Taken for Granite > Rotting Corpse Takes Manhattan
Death of the Common Culture or How the Internet Will Destroy Civilization
RottingCorpse:
I'm swamped with shit to do so this is going to be curt.
Nacho and I have had a back and forth for weeks about the lack of a common culture. Basically I've come to the conclusion that the internet which was supposed to save us had made everything suck from horror movies to politics. Nacho doesn't disagree necessarily, but like to see how close he can get me to pissing on a cop car.
Anyway, the brunt of my argument is that we have no common culture anymore because everything is a niche. No more Who Shot JR?/ Who Killed Laura Palmer? moments. No common ground for anybody to agree upon.

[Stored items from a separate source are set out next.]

PR #1007, opened 2026-02-09
Add support for Gzip compression for the JSON format on Filesystem connector (V1 and V2)

QnJ1c2kNCg:
### Description
This patch adds support for compression when using the JSON format with the Filsystem connector (V1 and V2). The compression algorithm can be specified using the `json.compression` configuration knob.

At the moment, only `gzip` or `uncompressed` are supported; the default is `uncompressed`.

Note that local filesystem is currently **not** supported.

### Context

I'd like to share some context on the implementation choices.

**Streaming compression versus multi-member Gzip**
Intuitively, we would use a streaming compressor here. As we add data to the `JsonWriter` (which is a `BatchBufferingWriter`), we would compress and keep only one buffer in memory, containing the compressed data. The issue with this approach is that Gzip is stateful and we need to store a _trailer_ at the end of the compressed buffer. This means that in order to play well with the checkpointing logic, we would either have to store the state of the compressor in the checkpoint, or apply the footer at each checkpoint.

This leads us to the approach used in this PR: generate a multi-member Gzip. We now keep two buffers in memory, one for compressed data and one with uncompressed data. The writer will start compressing when it accumulates 5MB of uncompressed data or when it is asked to prepare a checkpoint. The data being checkpointed is compressed with the footer, thus doesn't require any particular handling upon recovery. This means that the files produced will be multi-member Gzip, those are common and easy to extract with utilities like `gunzip`.

I'm still not convinced that this is the right approach, but I think the discussion will be more productive with a PR.

**MPU minimum size**
A note is that an MPU part has a [minimum size of 5MB](https://docs.aws.amazon.com/AmazonS3/latest/userguide/qfacts.html).

### Testing
Added some unit tests.

Tested manually locally with various permutations of: uncompressed, compressed, Filesystem V1 and V2, large amount of data (to ensure that we were actually uploading MPU parts before the file got rolled). My manual tests were using and Impulse source and MinIO as a sink. For all tests, I validated that the produced `json.gz` was extractable.

### Next steps
* Align on the approach in this PR
* (If we want) Add support for the local filesystem (it uses a different code path)
* Add more compression options
* Update docs

### Other notes
* The code in this PR uses `panic`s... which I'm not a fan of, but I didn't want to refactor the entire trait as part of this PR. If we agree that the panics aren't ideal, then I propose to refactor the trait in its separate PR.
* I would love us to add **more tests**. I'm still not the most familiar with our various test types, but I think we could leverage some type of in-memory integration tests to validate this change and make sure we don't regress.


crates/arroyo-connectors/src/filesystem/sink/json.rs
```diff
@@ -7,14 +7,42 @@ use crate::filesystem::config;
...
+use flate2::Compression as GzipCompression;
+use flate2::write::GzEncoder;
 use std::time::Duration;
 use std::{fs::File, io::Write, time::Instant};
+use tracing::debug;
+
+/// Size of uncompressed chunks to compress at once.
+/// Larger chunks = better compression ratio, but more memory usage.
+/// 5MB provides good compression while keeping memory reasonable.
+const COMPRESSION_CHUNK_SIZE: usize = 5 * 1024 * 1024; // 5MB
```
QnJ1c2kNCg: RFC on this. Both the actual number, and if this should a configuration knob we can dynamically play with.

crates/arroyo-connectors/src/filesystem/sink/json.rs
```diff
@@ -56,23 +109,62 @@ impl BatchBufferingWriter for JsonWriter {
...
-        0
+        self.uncompressed_buffer.len()
     }
 
     fn buffered_bytes(&self) -> usize {
-        self.current_buffer.len()
+        // NOTE: Currently only retuns the compressed size, which is un under-estimate of the
+        // total buffered data. The uncompressed data that have up to [`COMPRESSION_CHUNK_SIZE`]
+        // bytes that are waiting to be compressed.
+        self.compressed_buffer.len()
```
garvit-gupta: I can see how the new impl of `unflushed_bytes` and `buffered_bytes` aligns with the expectations of the `BatchBufferingWriter`. But could there be any unintended/unsafe consequences of the change in this behavior?

For example, I had noticed that in `open_file.rs`, we compute the sum of unflushed bytes and the buffered bytes as a parameter to make the flush decision.

crates/arroyo-rpc/src/formats.rs
```diff
@@ -131,6 +158,10 @@ impl JsonFormat {
                 }
             });
 
+        let compression: JsonCompression = opts
```
garvit-gupta: Should we also have a check for the connector type, if we want only the filesystem connectors to support JSON compression?

crates/arroyo-connectors/src/filesystem/sink/json.rs
```diff
@@ -166,3 +260,217 @@ impl LocalWriter for JsonLocalWriter {
...
+    use arrow::array::{RecordBatch, StringArray};
+    use arrow::datatypes::{DataType, Field, Schema};
+    use arroyo_rpc::formats::JsonFormat;
+    use arroyo_types::TaskInfo;
+    use bytes::Bytes;
+    use flate2::read::{GzDecoder, MultiGzDecoder};
+    use std::io::Read;
+    use std::sync::Arc;
+
+    #[test]
```
garvit-gupta: Nice tests!

crates/arroyo-connectors/src/filesystem/sink/json.rs
QnJ1c2kNCg: Very nice catch, indeed I think there is an issue with the way `open_file.rs` uses these APIs.

Specifically, this snippet could be incorrect because the `unflushed_bytes` could greatly reduce once compressed and become smaller than the minimum MPU size.
```rust
writer.unflushed_bytes() + writer.buffered_bytes()
                        >= self.minimum_multipart_size
```

***
Overall, I feel like this implementation is a bit clunky with the rest of the existing traits. I propose to wait for @mwylde to review and comment on the approach.

crates/arroyo-rpc/src/formats.rs
QnJ1c2kNCg: AFAICT, there is already some type of validation (some me manually testing); but I will add an explicit check.

crates/arroyo-connectors/src/filesystem/sink/json.rs
```diff
@@ -26,23 +54,48 @@ impl BatchBufferingWriter for JsonWriter {
...
+            compression,
             event_logger,
         }
     }
-    fn suffix() -> String {
-        "json".to_string()
+
+    fn suffix_for_format(format: &Format) -> &str {
+        if let Format::Json(json) = format {
+            match json.compression {
```
mwylde: minor nit: it would be a bit cleaner to promote the match to the top-level rather than having both an if-let and match, like

```rust
        match format {
            Format::Json(JsonFormat { compression: Some(JsonCompression::Gzip), .. }) => "json.gz",
            Format::Json(_) => "json",
            _ => panic!("")
        }
```

crates/arroyo-connectors/src/filesystem/sink/json.rs
```diff
@@ -26,23 +54,48 @@ impl BatchBufferingWriter for JsonWriter {
...
+                Some(JsonCompression::Gzip) => "json.gz",
+                None => "json",
+            }
+        } else {
+            panic!("JsonLocalWriter configured with non-json format {format:?}");
```
mwylde: Should be JsonWriter

docs/architecture-diagrams.md
```diff
@@ -0,0 +1,826 @@
+# Arroyo Architecture Diagrams
```
mwylde: Did you intend to commit this file? There's a lot in here, and would take a good amount of time to review for accuracy.

AGENTS.md
```diff
@@ -0,0 +1,357 @@
+# Arroyo - Distributed Stream Processing Engine
```
mwylde: Let's leave this out of this PR, we can discuss including an agents file separately

crates/arroyo-rpc/src/formats.rs
```diff
@@ -62,6 +62,25 @@ impl TryFrom<&str> for DecimalEncoding {
     }
 }
 
+#[derive(Serialize, Deserialize, Copy, Clone, Debug, PartialEq, Eq, Hash, PartialOrd, ToSchema)]
+#[serde(rename_all = "snake_case")]
+pub enum JsonCompression {
```
mwylde, line 69: I think it's a bit cleaner to match the parquet behavior: instead of Option<JsonCompression>, have a JsonCompression::Uncompressed which avoids us having to handle two different levels of types and preserves options to mean unset

crates/arroyo-connectors/src/filesystem/sink/json.rs
```diff
@@ -56,23 +109,62 @@ impl BatchBufferingWriter for JsonWriter {
...
+    /// and appends them to compressed_buffer. Leaves remainder in uncompressed_buffer.
+    fn flush_uncompressed_to_compressed(&mut self) {
+        while self.uncompressed_buffer.len() >= COMPRESSION_CHUNK_SIZE {
+            let chunk = self
+                .uncompressed_buffer
+                .split_to(COMPRESSION_CHUNK_SIZE)
+                .freeze();
+            let compressed = compress_chunk(chunk, self.compression)
+                .expect("Failed to compress JSON chunk - this should never happen with valid data");
+            self.compressed_buffer.extend_from_slice(&compressed);
```
mwylde: Would it be more efficient to write directly into the buffer instead of writing to a new vec and then copying into the buffer?

crates/arroyo-connectors/src/filesystem/sink/json.rs
```diff
@@ -26,23 +54,48 @@ impl BatchBufferingWriter for JsonWriter {
...
             size += k.len() + 1;
-            self.current_buffer.extend(k);
-            self.current_buffer.extend(b"\n");
+            self.uncompressed_buffer.extend(k);
+            self.uncompressed_buffer.extend(b"\n");
         }
+
+        // Compress uncompressed buffer in chunks
+        self.flush_uncompressed_to_compressed();
+        debug!(
```
mwylde: I would make this trace — add_batch_data is called with high frequency

crates/arroyo-connectors/src/filesystem/sink/json.rs
mwylde: As Garvit said, we use this to determine whether or not to flush, so there's no correctness issue here (we just might take longer to flush than currently).

The behavior introduced here is the same as how it works with parquet; we buffer up some amount of data in the parquet writer which is not included in buffered_bytes until the parquet row group is flushed (on its own schedule).

However, as Garvit points out, the implementation of unflushed_bytes isn't really correct; we want an estimate of the compressed size, not the uncompressed size. The ParquetWriter gives us that estimate directly (via in_progress_size). Is there a way we can get a similar estimate for gzip?

mwylde (commented):
This is overall a reasonable approach. There are some inefficiencies (we're introducing several new copies, even for the no compression case), and the multi-member approach might cause compatibility issues for certain readers.

I think the ideal would be to do streaming compression while storing the internal state of the compressor in the checkpoint (similar to what we do for Parquet). This would however likely involve a fork of flate2 (like we had to do for arrow-parquet) which probably isn't worth it.

docs/architecture-diagrams.md
QnJ1c2kNCg: Whoops, I committed this file (and the `AGENTS.md` file) by accident when address the first round of comments.

The goal was for me to get an overview of the system quickly, acknowledging the presence of innaccuracies.

AGENTS.md
QnJ1c2kNCg: I committed this by accident, will remove in the next revision.

crates/arroyo-rpc/src/formats.rs
QnJ1c2kNCg: I personally preferred the `Option` it seemed more semantically accurate, but I don't have a strong opinion here; I'll update to the `JsonCompression::Uncompressed` approach.

crates/arroyo-connectors/src/filesystem/sink/json.rs
QnJ1c2kNCg: Good point, I will update.

crates/arroyo-connectors/src/filesystem/sink/json.rs
QnJ1c2kNCg: > Is there a way we can get a similar estimate for gzip?

I don't think there is a way provided by the library. We could store our own compression ratio, starting with a conservative number and then updating it based on the previous compressed chunk.

I don't think we can use a static compression ratio as there could be a high variance based on user data.

crates/arroyo-connectors/src/filesystem/sink/parquet.rs
```diff
@@ -52,12 +52,12 @@ fn writer_properties_from_format(format: &ParquetFormat) -> (WriterProperties, u
 /// A buffer with interior mutability shared by the [`ArrowWriter`] and
 /// [`AsyncArrowWriter`]. From Arrow. This lets us write data from the buffer to S3.
 #[derive(Clone)]
-struct SharedBuffer {
+pub(crate) struct SharedBuffer {
```
QnJ1c2kNCg, line 55: I'm using the same struct for the JSON implementation, happy to move or make more generalized if needed.

crates/arroyo-connectors/src/filesystem/sink/json.rs
```diff
@@ -60,19 +112,55 @@ impl BatchBufferingWriter for JsonWriter {
...
 
     fn close(&mut self) -> (Bytes, Option<IcebergFileMetadata>) {
-        (self.current_buffer.split().freeze(), None)
+        // Finish and close encoder if in compressed mode
+        if let Some(encoder) = self.encoder.take() {
+            encoder
+                .finish()
+                .expect("Failed to finish gzip encoder at close");
+            trace!("Finished final gzip member at close");
+        }
```
QnJ1c2kNCg: Here, I don't create a new encoder because we expect the caller to not add more data after calling `close()` but it might be a bit brittle, curious to hear what other folks think.

I wonder if we should make this function take `self` (instead of a reference) to prevent callers from using the writer after `close()` was called.

crates/arroyo-connectors/src/filesystem/sink/json.rs
```diff
@@ -26,23 +36,65 @@ impl BatchBufferingWriter for JsonWriter {
...
             size += k.len() + 1;
-            self.current_buffer.extend(k);
-            self.current_buffer.extend(b"\n");
+
+            match &mut self.encoder {
+                Some(encoder) => {
+                    // Compressed mode: write to streaming encoder (compresses immediately)
+                    encoder
+                        .write_all(&k)
+                        .expect("Failed to write to gzip encoder");
```
mwylde, line 125: Can these writes fail? If not, please add a comment explaining why.

crates/arroyo-connectors/src/filesystem/sink/json.rs
```diff
@@ -26,23 +36,65 @@ impl BatchBufferingWriter for JsonWriter {
...
+        } else {
+            panic!("JsonWriter configured with non-json format {format:?}");
+        };
+
+        let buffer = SharedBuffer::new(0);
+
+        let encoder = match compression {
+            JsonCompression::Uncompressed => None,
+            JsonCompression::Gzip => {
+                Some(GzEncoder::new(buffer.clone(), GzipCompression::default()))
```
mwylde: We're sharing the SharedBuffer between current_buffer and (potentially) within the GzEncoder, but really this is exclusive: either we need to manage the buffer directly or via the GzEncoder. I think this could lead to errors as users need to carefully maintain that invariant.

Rust gives us tools to prevent this sort of thing at the type level—I think it would be worth wrapping the buffer into an enum like this:

```rust
enum JsonBuffer {
    Uncompressed(BytesMut),
    Gzipped(GzEncoder<bytes::buf::Writer<BytesMut>>),
}
```

This avoids the need for locking and makes the logic for interacting with these cases simpler and safer

crates/arroyo-connectors/src/filesystem/sink/json.rs
mwylde: It's a good call out and probably would have been a better design. I think it would be a bit painful to retrofit this into filesystem v1, but isn't an issue for v2. Maybe worth doing once we remove v1.

mwylde (commented):
A few little comments but overall looking good!

crates/arroyo-connectors/src/filesystem/sink/json.rs
QnJ1c2kNCg: They cannot fail. I will add a block comment:
```
// Compressed mode: write to streaming encoder (compresses immediately).
// These writes are infallible: the inner SharedBuffer wraps a BytesMut
// whose Writer<BytesMut>::write() always returns `Ok`.
// Ref: https://docs.rs/crate/bytes/1.11.1/source/src/buf/writer.rs#78-83
```

crates/arroyo-connectors/src/filesystem/sink/json.rs
QnJ1c2kNCg: I like this! However, it requires a slight dance when `get_trailing_bytes_for_checkpoint()` is called. This is because we want to `finish()` the encoder, but have it still use the same underlying buffer. (and that `finish()` takes `self`).

It would look something like this:

```rust
/// The bytes stored in the checkpoint are bytes that we are ready to uploaded as-is.
/// For compressed mode, we finish the current gzip member to ensure all data is complete.
fn get_trailing_bytes_for_checkpoint(&mut self) -> (Vec<u8>, Option<IcebergFileMetadata>) {
    // Finish current gzip member and create a new encoder for the next member.
    let bytes = match &mut self.buffer {
        JsonBuffer::Uncompressed(bytes_mut) => bytes_mut.to_vec(),
        // In the Gzip case, we do a dance where we consume the encoder by calling`finish()`,
        // and then create a new `GzEncoder` using the same underlying buffer.
        JsonBuffer::Gzipped(encoder_slot) => {
            let old_encoder = std::mem::replace(
                encoder_slot,
                GzEncoder::new(BytesMut::new().writer(), GzipCompression::default()),
            );

            // finish() flushes remaining compressed data and the gzip footer into the buffer.
            let inner = old_encoder
                .finish()
                .expect("Failed to finish gzip encoder at checkpoint");

            let bytes = inner.get_ref().to_vec();

            // Reuse the buffer (retaining the data) for the new gzip member.
            *encoder_slot = GzEncoder::new(inner, GzipCompression::default());

            bytes
        }
    };

    (bytes, None)
}
```

I think your proposal is still a cleaner approach. What are your thoughts?

QnJ1c2kNCg: Discussed offline, I will go with this approach + an `Option`.

mwylde (approved):
Looks great!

Anyway, I ran across this and thought it valid to the "no common culture/why the internet sucks when it was supposed to be awesome" argument.

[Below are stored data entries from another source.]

PR #1008, opened 2026-02-10
Build `webui/` as part of `cargo build`

QnJ1c2kNCg:
**This change may be controversial, since we are coupling the Rust & JS toolchains. I personally don't have a strong opinion here.**

The `arroyo-api` crate requires our `webui/` to be built in order to compile. This patch adds a step in the `build.rs` of `arroyo-api` to check if `webui/` needs to be built. If so, it calls the `pnpm` commands needed to build the `webui/`.

### Testing
Before the change, `cargo build` would fail at the `arroyo-api` crate (since I didn't build the `webui/` component).
```
error: #[derive(RustEmbed)] folder '/Users/broy/github/arroyo-all/bug-hunting/crates/arroyo-api/../../webui/dist' does not exist. cwd: '/Users/broy/github/arroyo-all/bug-hunting'
  --> crates/arroyo-api/src/rest.rs:40:1
   |
40 | / #[folder = "../../webui/dist"]
41 | | struct Assets;
   | |______________^

error[E0599]: no function or associated item named `get` found for struct `Assets` in the current scope
  --> crates/arroyo-api/src/rest.rs:76:19
   |
41 | struct Assets;
   | ------------- function or associated item `get` not found for this struct
...
76 |     match Assets::get(path) {
   |                   ^^^ function or associated item not found in `Assets`
   |
   = help: items from traits can only be used if the trait is implemented and in scope
   = note: the following traits define an item `get`, perhaps you need to implement one of them:
```

After the change, `cargo build` works out of the box.

### DIFF
--- a/crates/arroyo-api/build.rs
+++ b/crates/arroyo-api/build.rs
@@ -1,10 +1,11 @@
 use cornucopia::{CodegenSettings, Error};
 use postgres::{Client, NoTls};
-use std::path::Path;
+use std::path::PathBuf;
 use std::process::Command;
 
 fn ensure_webui_built() {
-    let webui_dir = Path::new("../../webui");
+    let manifest_dir = PathBuf::from(std::env::var("CARGO_MANIFEST_DIR").unwrap());
+    let webui_dir = manifest_dir.join("../../webui");
     let dist_index = webui_dir.join("dist/index.html");
 
     // Only re-run this build script when dist/ changes (or is created).
@@ -12,7 +13,10 @@ fn ensure_webui_built() {
     // build toolchain. Developers who modify the frontend should run
     // `pnpm build` in webui/ themselves; this block only bootstraps
     // an initial build so that `cargo build` works out of the box.
-    println!("cargo:rerun-if-changed=../../webui/dist");
+    println!(
+        "cargo:rerun-if-changed={}",
+        webui_dir.join("dist").display()
+    );
 
     if dist_index.exists() {
         return;
@@ -35,7 +39,7 @@ fn ensure_webui_built() {
     // Install dependencies (frozen so the lockfile is never mutated by a Rust build)
     let install = Command::new("pnpm")
         .args(["install", "--frozen-lockfile"])
-        .current_dir(webui_dir)
+        .current_dir(&webui_dir)
         .status()
         .expect("failed to spawn `pnpm install`");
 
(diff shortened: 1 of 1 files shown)


crates/arroyo-api/build.rs
```diff
@@ -1,7 +1,73 @@
 use cornucopia::{CodegenSettings, Error};
 use postgres::{Client, NoTls};
+use std::path::Path;
+use std::process::Command;
+
+fn ensure_webui_built() {
+    let webui_dir = Path::new("../../webui");
```
garvit-gupta: Should we use `CARGO_MANIFEST_DIR` instead of a relative dir path?

crates/arroyo-api/build.rs
```diff
@@ -1,7 +1,73 @@
 use cornucopia::{CodegenSettings, Error};
 use postgres::{Client, NoTls};
+use std::path::Path;
+use std::process::Command;
+
+fn ensure_webui_built() {
```
garvit-gupta, line 6: Should we gate this under a cargo feature to allow for an opt-out behavior? In case a developer using these does not have pnpm or some other dependency involved?

crates/arroyo-api/build.rs
QnJ1c2kNCg: Good idea, let me update!

crates/arroyo-api/build.rs
QnJ1c2kNCg: Humm, I'm not sure. Today, there is already a dependency on having `webui/` built in order for a full `cargo build` to succeed. This patch just automates the building of the web components.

The irony that it comes from Cracked.com is not lost on me.
--- Quote ---4 Awful Ways The Internet Is Tainting Everything Else
--- End quote ---
http://www.cracked.com/blog/4-awful-ways-internet-tainting-everything-else/
nacho:
We're blaming the internet for what it always did from day one and not the fact that the Beatles are selling sneakers and MLK is selling cell phones? That's the death of culture.
nacho:
And how about today's news that 20% of US adults do not use the internet at all? And that the trend is showing a departure from net usage among adults?
Certainly, in my own group of friends, I know people who do not use the internet at all (or only in a very limited capacity). And I know three people who have "downgraded" their smartphones to normal phones. That's something I've been hearing alot of lately.
I would put forward the argument that blaming the internet might be a bit of projection on your part. You're too plugged in, and therefore assume it's the problem (because, yes, it does feel wrong and unnatural, doesn't it?).
So that rounds back onto my belief that the death of common culture is a larger, more social problem rooted in the government, corporations, and our own complicity with them.
nacho:
Watching the seventh Doctor episode Paradise Towers (based on High Rise by J.G. Ballard) right now and it hit me -- Jesus! RC needs to read his Ballard! Ballard was writing about how technology is destroying us (and our common culture) as it advances beyond our capacity to live normally way back in the 70's Specifically in three of his bigger novels:
High-Rise: A Novel, about a futuristic mega apartment complex with all the comforts built in -- supermarket, rec center, etc -- so it's completely self contained and has the latest techno whiz-bangs. Inside, humanity devolves into savagery, and the residents become part of a sort of uber-Lord of the Flies tale.
Concrete Island: A Novel in which a man crashes his car into the dead zone median strip between highways and goes native. (This was the inspiration for the Korean dramedy "Castaway on the Moon" which is watch instant on Netflix. In that, a man jumps off a bridge, fails to die, and wakes up on a junk-filled island in the middle of a river running through a major city...and goes native.)
Finally, we have Crash: A Novel which, in my opinion, Cronenberg ruined. He focused on the twisted sex and not the overall lesson of the book -- that mankind cannot survive our crippling dependence on gadgets and technology.
Reginald McGraw:
I would argue that choosing the "No Internet" option immediately makes you a dinosaur. (Probably in the same way that I feel someone who says "The [Democrats/Republicans] are the big problem with our country!" has little to add to any political argument.) Those people are choosing to decline in relevance and impact on whatever "common culture" there might be. They are saying (in our generation's terms) "No, no microwaves and VCR clocks are just too much information for me to cope with. I'll stick with cooking on the stove top and who cares if my VCR blinks '12:00' all the time?'" Yeah, maybe they will find some way to assimilate back into the mainstream in a limited way, but not in the sense of participating in how culture is steered.
For a growing percentage of people, "There's an App for that," is how we solve problems. Certainly not a perfect solution by any means, but to overlook it as a fad is naive. It is a mass testing of a new way of operating and I believe that it (like microwave ovens) will eventually find it's place in less manic, more productive ways.
I do see the current "common culture" of America as seemingly rooted in sit-coms and viral YouTube videos, but hey, isn't that what "Cult Culture with the Freaks" is all about?